Whenever a line carries the word "below", pull it out of the entries.

● DATA IN THIS EXERCISE
- - - - - - -

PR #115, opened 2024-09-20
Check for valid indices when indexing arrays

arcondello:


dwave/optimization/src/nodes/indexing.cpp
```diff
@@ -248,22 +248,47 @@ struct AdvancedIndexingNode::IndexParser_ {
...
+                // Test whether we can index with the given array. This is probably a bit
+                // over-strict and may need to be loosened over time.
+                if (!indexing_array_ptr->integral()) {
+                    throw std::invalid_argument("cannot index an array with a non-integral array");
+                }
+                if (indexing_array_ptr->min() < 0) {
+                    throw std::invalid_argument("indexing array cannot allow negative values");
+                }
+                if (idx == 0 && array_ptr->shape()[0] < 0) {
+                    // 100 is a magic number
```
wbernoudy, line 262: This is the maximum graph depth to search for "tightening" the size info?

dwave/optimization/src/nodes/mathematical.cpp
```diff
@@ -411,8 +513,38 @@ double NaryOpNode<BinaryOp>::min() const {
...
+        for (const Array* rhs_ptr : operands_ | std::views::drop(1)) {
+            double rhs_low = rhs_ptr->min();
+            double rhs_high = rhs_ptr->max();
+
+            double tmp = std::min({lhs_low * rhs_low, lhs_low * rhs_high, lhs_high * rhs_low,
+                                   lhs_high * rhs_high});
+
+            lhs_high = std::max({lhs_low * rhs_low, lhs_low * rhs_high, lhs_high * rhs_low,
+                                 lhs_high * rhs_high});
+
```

- - - - - - -

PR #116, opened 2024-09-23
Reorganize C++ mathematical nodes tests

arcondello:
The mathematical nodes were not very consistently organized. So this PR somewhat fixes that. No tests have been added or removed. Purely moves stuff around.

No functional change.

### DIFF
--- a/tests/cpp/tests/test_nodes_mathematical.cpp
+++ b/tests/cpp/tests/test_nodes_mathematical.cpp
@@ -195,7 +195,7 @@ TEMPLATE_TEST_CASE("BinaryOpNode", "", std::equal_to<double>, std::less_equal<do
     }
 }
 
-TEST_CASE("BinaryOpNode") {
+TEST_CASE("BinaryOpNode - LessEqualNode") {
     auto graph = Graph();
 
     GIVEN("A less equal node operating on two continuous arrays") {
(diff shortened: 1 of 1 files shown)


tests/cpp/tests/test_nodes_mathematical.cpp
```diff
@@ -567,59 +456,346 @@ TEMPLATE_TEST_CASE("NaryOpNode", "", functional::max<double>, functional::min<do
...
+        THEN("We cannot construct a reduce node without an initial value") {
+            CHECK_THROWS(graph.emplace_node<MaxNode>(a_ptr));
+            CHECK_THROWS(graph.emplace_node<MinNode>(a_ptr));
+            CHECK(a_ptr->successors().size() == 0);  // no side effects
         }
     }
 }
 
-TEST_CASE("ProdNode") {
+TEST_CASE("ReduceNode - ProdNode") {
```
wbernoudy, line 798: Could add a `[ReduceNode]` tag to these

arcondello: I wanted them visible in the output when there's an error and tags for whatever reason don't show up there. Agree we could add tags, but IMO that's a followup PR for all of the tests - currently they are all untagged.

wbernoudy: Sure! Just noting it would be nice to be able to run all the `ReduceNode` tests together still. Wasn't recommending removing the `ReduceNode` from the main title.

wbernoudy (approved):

- - - - - - -

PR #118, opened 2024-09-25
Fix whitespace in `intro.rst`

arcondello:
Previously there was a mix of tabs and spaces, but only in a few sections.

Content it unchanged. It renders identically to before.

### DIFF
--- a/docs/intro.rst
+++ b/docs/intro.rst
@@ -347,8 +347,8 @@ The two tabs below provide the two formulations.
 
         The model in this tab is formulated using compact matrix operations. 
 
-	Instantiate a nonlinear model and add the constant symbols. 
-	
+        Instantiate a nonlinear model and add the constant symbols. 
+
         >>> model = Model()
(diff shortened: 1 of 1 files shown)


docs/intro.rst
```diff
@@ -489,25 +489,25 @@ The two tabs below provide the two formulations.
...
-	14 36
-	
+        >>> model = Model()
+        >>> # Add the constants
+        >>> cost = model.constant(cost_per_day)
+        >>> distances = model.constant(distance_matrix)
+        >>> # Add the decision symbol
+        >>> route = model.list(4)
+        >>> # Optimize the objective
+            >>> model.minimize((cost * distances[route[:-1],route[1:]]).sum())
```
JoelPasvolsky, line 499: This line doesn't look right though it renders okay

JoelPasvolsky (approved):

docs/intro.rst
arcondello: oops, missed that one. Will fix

- - - - - - -

● FINAL ANSWER
@@ -347,8 +347,8 @@ The two tabs below provide the two formulations.
@@ -489,25 +489,25 @@ The two tabs below provide the two formulations.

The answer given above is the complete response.